> **TASK STATEMENT**:
Counting only lines below that contain the string "down", give the total as a single number.

--*--

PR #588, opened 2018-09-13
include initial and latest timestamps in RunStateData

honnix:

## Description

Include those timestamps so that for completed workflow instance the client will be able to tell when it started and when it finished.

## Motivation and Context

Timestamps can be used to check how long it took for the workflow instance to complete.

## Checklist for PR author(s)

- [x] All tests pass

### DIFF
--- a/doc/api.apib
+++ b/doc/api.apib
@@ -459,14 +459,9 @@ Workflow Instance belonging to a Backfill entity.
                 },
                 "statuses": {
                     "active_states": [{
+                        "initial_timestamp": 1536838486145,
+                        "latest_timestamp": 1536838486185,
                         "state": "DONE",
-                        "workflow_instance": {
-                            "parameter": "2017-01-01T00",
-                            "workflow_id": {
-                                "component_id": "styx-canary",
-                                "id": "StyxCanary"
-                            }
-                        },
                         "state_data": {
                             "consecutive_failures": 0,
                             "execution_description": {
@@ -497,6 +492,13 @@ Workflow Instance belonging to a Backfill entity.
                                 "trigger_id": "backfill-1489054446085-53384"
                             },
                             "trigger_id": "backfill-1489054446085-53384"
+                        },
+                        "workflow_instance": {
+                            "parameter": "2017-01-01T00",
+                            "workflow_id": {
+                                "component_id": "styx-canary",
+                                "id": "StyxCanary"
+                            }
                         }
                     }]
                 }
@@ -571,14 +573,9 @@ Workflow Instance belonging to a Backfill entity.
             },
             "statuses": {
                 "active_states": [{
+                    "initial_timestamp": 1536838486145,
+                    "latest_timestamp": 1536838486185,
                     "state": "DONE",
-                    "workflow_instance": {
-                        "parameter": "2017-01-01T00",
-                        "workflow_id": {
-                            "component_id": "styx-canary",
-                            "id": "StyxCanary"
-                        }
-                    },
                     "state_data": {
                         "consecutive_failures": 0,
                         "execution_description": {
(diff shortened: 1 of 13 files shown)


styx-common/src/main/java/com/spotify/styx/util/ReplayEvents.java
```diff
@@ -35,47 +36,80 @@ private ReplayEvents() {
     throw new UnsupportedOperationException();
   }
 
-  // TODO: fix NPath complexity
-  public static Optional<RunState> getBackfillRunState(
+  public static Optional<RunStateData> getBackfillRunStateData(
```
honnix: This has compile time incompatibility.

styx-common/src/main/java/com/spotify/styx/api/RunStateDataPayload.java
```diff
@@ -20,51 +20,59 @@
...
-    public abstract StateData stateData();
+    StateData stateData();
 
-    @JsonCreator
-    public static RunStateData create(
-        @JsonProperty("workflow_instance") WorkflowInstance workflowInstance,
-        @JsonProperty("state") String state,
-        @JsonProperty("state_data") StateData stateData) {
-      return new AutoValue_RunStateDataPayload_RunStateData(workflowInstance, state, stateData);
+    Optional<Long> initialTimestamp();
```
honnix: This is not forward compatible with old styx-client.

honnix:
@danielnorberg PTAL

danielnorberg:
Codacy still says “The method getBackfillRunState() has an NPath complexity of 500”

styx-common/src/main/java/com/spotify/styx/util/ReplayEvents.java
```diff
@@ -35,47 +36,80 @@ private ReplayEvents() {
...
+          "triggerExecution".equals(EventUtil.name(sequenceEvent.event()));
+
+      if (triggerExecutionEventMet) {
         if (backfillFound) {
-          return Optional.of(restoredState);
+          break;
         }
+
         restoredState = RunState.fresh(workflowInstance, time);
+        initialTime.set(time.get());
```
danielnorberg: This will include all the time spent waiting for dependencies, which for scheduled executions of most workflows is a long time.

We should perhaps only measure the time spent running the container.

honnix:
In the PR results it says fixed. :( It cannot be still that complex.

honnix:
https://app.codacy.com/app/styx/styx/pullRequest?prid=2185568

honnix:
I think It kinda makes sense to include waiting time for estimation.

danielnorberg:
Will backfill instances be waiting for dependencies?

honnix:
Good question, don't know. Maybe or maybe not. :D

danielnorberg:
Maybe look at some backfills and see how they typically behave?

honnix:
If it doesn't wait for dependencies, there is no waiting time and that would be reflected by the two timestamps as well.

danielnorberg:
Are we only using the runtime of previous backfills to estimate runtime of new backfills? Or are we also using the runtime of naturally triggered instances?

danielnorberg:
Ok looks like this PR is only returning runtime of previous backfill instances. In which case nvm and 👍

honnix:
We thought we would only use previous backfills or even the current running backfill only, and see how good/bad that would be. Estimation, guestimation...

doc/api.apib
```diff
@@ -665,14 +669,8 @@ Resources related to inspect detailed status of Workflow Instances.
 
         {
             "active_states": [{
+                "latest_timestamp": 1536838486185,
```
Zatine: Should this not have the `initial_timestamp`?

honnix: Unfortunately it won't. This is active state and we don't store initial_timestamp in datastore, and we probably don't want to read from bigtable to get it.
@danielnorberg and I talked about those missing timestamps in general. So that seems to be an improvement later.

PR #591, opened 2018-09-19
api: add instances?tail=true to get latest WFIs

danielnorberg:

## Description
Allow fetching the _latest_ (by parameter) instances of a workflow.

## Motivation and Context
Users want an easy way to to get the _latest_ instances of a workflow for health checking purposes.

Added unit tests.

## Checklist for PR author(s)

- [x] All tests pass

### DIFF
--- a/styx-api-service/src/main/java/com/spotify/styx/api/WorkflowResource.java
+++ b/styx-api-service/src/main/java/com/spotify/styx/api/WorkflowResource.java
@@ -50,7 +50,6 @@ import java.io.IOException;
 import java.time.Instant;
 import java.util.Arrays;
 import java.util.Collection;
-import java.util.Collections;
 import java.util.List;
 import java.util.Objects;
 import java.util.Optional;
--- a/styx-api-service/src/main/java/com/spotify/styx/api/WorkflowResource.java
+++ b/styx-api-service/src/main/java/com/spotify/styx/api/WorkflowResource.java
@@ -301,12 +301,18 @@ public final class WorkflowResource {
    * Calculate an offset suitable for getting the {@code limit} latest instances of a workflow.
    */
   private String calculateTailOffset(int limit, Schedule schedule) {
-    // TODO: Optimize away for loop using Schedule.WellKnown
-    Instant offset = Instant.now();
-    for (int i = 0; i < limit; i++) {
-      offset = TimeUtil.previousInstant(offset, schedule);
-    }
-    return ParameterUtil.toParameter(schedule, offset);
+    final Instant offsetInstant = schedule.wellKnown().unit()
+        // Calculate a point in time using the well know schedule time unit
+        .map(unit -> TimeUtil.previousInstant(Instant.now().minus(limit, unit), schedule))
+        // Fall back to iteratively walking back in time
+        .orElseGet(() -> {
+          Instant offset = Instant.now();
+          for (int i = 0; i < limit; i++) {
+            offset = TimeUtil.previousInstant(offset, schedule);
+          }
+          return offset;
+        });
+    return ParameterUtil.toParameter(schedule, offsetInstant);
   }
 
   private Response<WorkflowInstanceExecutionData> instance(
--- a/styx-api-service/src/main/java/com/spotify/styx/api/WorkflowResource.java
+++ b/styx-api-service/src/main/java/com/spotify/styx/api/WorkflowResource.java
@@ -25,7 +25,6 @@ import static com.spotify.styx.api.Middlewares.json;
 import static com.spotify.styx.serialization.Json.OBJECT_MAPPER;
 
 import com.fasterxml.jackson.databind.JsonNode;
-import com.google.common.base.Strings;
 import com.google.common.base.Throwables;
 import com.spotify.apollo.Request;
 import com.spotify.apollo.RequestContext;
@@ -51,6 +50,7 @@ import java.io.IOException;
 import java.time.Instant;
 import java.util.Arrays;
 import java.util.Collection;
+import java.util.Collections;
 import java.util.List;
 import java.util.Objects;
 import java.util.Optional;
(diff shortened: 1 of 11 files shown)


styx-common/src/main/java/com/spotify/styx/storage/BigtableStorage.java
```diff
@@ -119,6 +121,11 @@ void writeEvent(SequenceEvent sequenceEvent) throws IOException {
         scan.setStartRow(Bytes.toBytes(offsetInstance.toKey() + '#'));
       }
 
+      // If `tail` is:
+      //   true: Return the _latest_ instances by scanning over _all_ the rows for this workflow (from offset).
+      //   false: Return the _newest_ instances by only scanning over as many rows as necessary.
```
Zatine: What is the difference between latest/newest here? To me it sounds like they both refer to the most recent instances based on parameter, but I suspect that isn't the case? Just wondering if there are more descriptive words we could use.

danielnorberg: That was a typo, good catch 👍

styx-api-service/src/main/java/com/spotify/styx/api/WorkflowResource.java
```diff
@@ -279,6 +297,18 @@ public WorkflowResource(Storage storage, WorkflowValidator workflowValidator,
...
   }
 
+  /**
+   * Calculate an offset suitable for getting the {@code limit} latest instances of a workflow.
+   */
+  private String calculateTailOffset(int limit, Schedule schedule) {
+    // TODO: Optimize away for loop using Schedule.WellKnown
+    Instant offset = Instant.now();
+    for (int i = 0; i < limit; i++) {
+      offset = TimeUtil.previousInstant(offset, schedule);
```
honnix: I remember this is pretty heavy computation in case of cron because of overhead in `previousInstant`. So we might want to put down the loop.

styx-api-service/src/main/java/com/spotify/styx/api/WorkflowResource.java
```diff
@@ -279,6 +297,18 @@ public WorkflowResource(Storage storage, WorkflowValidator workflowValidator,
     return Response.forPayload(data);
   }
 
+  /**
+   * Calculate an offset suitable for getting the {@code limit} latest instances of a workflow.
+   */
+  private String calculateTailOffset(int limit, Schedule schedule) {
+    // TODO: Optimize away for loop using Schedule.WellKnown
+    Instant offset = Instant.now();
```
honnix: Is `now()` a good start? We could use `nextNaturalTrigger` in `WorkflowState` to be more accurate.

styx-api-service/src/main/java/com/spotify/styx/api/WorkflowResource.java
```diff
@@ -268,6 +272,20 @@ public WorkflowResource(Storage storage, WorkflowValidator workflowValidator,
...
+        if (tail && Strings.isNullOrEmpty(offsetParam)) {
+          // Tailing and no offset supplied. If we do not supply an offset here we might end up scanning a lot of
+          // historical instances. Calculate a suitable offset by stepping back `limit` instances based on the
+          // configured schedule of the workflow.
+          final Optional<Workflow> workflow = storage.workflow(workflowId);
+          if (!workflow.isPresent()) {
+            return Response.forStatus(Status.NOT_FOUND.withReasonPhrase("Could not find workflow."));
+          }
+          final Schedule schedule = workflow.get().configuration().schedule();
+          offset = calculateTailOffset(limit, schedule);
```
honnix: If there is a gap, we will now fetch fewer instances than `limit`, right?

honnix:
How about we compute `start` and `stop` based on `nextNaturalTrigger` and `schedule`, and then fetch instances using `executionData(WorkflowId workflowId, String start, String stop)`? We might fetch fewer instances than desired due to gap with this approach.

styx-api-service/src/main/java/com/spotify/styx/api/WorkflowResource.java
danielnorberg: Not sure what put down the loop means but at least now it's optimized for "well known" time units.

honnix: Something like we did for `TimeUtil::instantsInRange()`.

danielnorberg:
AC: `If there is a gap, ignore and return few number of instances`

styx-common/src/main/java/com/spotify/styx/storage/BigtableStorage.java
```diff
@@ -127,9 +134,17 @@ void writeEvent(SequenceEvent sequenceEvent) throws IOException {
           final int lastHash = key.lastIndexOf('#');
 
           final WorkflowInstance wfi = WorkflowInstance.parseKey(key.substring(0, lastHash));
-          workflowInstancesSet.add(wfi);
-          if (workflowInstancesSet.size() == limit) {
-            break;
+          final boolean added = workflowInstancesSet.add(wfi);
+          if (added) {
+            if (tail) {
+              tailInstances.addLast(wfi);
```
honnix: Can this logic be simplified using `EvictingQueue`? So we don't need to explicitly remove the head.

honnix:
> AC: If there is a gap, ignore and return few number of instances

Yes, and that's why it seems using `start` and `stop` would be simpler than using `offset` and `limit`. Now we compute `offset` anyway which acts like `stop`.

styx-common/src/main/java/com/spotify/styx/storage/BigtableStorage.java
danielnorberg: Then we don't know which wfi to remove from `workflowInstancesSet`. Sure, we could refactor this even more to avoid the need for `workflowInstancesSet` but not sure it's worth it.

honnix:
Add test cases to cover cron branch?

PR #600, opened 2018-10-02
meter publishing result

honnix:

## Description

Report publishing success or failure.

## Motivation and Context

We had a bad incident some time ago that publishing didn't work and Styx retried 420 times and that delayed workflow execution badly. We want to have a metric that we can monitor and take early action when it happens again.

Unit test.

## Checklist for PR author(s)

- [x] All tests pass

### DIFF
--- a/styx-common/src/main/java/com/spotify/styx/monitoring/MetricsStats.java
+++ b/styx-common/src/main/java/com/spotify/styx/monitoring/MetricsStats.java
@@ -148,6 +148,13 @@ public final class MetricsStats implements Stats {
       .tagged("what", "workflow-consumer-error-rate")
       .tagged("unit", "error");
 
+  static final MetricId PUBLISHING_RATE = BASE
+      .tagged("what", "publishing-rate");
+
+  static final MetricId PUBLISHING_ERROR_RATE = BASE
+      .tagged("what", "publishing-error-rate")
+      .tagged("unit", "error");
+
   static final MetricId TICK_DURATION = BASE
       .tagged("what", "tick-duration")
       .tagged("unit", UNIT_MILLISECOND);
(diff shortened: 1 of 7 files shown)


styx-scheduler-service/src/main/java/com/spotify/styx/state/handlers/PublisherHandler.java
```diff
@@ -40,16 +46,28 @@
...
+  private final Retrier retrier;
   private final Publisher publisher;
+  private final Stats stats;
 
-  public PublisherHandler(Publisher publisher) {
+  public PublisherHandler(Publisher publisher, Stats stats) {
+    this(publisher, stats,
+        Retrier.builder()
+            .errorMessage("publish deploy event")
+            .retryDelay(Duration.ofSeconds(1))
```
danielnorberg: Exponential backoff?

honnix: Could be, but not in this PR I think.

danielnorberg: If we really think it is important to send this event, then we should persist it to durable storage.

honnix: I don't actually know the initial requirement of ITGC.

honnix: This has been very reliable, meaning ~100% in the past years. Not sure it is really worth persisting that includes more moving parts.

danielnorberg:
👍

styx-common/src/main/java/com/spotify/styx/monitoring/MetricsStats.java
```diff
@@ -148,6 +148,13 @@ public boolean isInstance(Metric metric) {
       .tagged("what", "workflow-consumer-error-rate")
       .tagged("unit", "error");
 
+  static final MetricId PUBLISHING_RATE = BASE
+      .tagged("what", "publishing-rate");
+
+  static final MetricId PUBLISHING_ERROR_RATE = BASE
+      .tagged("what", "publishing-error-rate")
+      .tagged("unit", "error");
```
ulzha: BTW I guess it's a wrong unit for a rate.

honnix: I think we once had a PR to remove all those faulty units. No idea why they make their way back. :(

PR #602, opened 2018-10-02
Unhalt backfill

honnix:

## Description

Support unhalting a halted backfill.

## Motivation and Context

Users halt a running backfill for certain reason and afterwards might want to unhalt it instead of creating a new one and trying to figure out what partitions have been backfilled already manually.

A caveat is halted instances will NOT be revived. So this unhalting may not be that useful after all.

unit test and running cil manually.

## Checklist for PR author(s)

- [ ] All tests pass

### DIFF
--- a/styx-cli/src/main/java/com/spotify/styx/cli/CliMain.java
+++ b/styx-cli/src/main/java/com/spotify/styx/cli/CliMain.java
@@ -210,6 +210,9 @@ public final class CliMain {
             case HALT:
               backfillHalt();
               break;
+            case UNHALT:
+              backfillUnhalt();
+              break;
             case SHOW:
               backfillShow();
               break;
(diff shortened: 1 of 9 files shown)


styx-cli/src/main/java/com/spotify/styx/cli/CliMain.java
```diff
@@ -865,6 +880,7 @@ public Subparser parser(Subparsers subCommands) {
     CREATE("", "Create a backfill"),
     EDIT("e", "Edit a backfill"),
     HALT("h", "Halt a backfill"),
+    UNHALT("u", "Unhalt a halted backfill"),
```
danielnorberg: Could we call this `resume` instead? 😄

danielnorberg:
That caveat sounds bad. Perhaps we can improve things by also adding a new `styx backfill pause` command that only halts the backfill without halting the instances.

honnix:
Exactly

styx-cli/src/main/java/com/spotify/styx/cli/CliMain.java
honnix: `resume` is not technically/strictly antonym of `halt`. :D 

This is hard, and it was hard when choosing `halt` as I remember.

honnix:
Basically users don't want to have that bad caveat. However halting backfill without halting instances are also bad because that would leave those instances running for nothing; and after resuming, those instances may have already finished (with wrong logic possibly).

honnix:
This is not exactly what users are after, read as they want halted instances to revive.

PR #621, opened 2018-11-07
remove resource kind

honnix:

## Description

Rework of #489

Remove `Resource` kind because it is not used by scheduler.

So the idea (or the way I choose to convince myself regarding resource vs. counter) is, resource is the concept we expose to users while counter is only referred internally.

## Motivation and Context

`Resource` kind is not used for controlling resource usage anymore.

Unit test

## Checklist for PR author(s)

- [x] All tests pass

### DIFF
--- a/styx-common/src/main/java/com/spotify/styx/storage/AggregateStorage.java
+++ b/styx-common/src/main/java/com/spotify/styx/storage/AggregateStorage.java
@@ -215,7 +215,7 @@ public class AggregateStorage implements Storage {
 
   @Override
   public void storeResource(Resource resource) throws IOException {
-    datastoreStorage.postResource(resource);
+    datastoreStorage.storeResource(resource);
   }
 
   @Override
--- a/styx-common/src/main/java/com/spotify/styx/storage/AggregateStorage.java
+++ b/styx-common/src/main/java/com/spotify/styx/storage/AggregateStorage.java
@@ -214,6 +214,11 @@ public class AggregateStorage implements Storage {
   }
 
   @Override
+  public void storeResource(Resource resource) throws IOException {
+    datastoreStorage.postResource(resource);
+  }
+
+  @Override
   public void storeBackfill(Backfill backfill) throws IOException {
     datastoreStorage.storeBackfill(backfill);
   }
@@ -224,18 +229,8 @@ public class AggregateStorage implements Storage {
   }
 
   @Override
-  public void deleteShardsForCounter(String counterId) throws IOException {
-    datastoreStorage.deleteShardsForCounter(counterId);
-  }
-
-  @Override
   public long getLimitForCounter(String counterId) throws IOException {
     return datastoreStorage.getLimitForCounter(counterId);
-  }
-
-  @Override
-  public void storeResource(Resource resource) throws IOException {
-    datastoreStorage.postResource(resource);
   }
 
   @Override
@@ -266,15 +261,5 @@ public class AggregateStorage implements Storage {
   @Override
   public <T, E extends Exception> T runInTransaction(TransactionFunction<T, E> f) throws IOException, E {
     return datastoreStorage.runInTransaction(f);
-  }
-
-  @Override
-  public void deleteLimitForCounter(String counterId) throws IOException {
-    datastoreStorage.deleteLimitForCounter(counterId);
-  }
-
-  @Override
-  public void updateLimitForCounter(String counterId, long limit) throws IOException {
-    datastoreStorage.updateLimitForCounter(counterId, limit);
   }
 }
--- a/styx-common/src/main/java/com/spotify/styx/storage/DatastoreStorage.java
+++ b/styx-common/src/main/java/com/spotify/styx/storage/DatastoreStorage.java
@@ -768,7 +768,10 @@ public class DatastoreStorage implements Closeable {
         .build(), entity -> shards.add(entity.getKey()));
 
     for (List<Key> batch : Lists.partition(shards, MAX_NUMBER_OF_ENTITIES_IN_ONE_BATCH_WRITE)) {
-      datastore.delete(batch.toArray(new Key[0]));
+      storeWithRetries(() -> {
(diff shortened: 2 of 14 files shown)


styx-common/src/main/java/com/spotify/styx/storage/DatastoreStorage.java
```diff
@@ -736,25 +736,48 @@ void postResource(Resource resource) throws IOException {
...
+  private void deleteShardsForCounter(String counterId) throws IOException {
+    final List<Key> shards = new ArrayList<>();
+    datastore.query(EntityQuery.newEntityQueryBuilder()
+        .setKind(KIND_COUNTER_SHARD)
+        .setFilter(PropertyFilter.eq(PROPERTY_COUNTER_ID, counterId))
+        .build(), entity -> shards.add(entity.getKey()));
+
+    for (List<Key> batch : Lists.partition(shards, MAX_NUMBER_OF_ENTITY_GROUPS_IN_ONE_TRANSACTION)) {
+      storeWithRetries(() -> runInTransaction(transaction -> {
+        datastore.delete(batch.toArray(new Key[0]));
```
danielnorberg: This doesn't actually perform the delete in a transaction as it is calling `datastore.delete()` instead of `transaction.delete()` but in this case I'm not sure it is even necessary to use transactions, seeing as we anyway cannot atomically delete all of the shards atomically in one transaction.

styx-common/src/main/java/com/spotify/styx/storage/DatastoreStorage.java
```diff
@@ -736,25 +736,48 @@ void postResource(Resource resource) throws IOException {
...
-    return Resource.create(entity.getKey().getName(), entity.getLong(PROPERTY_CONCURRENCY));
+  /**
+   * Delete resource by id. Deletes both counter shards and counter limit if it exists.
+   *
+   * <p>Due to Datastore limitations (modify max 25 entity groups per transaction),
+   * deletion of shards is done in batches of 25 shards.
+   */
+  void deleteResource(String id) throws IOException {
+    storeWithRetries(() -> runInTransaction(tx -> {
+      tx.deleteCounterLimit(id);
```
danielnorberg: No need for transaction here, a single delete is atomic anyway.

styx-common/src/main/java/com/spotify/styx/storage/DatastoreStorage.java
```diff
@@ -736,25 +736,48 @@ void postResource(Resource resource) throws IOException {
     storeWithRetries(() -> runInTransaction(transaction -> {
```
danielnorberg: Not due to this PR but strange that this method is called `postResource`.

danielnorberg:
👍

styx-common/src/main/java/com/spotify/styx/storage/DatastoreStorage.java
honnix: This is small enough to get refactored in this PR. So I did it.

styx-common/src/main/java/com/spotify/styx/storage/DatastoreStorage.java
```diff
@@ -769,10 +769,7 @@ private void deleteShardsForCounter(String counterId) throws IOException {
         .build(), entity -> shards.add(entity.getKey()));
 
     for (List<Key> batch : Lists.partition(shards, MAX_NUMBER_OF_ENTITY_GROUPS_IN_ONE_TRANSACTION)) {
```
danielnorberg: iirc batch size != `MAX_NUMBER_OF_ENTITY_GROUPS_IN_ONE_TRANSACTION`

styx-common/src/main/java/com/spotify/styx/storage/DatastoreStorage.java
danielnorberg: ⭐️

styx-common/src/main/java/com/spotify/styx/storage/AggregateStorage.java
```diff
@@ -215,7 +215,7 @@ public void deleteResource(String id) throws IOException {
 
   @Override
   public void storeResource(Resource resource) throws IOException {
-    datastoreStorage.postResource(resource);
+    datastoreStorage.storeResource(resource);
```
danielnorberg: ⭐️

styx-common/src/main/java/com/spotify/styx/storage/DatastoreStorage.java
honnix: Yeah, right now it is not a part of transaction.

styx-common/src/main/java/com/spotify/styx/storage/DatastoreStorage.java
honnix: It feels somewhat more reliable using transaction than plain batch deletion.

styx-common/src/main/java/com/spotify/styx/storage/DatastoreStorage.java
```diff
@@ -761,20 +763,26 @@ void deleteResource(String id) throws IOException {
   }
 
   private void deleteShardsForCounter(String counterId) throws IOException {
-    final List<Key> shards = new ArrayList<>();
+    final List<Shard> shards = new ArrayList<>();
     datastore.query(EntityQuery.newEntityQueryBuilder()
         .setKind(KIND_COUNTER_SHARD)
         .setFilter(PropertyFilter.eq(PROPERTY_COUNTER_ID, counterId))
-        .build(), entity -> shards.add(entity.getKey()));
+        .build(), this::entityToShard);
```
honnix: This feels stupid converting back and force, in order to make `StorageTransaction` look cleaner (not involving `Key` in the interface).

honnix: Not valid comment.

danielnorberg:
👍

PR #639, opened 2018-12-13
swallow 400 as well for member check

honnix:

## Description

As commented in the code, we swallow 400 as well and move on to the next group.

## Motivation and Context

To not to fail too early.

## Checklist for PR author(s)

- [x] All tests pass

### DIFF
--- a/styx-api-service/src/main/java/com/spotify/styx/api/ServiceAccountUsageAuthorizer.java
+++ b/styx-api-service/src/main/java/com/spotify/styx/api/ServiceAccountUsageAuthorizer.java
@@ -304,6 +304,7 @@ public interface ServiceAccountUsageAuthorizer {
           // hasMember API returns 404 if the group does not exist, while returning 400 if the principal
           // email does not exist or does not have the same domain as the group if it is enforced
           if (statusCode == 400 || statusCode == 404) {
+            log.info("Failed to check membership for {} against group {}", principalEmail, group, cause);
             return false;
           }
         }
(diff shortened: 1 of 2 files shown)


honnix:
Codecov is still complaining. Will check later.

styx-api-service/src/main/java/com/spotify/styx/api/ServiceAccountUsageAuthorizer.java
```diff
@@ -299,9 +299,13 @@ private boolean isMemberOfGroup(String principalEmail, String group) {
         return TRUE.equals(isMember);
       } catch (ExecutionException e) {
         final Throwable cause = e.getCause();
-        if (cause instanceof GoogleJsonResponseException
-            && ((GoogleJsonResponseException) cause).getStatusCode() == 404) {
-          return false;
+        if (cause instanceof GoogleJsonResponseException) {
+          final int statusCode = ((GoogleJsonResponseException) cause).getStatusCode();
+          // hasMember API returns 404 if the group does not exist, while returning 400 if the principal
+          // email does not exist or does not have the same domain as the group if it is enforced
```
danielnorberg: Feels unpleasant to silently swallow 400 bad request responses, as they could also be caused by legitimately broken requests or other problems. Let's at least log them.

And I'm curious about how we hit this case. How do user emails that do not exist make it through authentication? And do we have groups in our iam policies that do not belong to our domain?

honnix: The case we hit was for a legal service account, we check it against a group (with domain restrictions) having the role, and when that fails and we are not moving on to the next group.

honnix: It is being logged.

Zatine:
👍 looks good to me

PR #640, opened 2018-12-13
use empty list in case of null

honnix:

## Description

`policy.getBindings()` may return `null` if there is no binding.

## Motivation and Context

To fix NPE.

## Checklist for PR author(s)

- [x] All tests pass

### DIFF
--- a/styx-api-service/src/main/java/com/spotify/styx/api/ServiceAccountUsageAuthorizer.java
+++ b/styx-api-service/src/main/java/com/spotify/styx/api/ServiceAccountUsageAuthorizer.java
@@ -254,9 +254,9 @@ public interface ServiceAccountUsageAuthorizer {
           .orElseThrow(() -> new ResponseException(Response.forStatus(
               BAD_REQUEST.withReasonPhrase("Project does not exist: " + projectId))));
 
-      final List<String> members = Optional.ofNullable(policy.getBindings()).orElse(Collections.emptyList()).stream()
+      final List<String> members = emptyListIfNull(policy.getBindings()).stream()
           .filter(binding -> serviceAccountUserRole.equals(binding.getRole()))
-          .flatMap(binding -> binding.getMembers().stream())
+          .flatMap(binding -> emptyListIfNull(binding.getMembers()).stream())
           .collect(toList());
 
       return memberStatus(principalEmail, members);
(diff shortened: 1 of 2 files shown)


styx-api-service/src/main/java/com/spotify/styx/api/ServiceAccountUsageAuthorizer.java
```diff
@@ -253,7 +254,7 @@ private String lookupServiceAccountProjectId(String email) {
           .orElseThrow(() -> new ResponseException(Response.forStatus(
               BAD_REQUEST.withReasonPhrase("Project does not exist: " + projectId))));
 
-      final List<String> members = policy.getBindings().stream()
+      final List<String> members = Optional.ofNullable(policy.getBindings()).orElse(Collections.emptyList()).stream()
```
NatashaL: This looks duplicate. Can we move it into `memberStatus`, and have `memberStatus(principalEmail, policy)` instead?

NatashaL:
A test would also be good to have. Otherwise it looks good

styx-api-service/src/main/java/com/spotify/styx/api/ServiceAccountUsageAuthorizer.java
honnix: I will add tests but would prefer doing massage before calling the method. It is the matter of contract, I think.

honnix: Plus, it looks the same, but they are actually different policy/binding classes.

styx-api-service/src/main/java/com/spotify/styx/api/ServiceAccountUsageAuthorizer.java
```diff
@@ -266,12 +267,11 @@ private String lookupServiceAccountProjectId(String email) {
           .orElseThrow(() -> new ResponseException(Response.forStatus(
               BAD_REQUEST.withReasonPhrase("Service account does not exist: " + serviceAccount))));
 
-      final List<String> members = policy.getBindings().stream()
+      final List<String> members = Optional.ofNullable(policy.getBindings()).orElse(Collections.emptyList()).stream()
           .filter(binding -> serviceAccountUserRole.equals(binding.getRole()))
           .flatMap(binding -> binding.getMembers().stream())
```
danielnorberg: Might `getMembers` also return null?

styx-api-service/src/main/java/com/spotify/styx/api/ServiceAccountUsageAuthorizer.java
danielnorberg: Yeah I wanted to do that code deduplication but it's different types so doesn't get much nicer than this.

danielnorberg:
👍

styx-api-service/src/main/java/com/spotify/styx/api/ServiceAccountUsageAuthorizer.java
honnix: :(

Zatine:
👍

--*--

> **EXERCISE RESULT**:
2